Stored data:
---

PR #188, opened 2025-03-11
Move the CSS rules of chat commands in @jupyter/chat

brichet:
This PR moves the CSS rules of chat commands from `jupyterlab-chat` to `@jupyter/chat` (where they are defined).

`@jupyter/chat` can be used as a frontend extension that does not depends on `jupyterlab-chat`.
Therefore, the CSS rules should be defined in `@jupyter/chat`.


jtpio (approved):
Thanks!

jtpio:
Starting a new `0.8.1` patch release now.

---

• _What needs to be done_:
A single number is required: the count of lines in the data that contain the string "rules".

• _Output for this exercise_:
3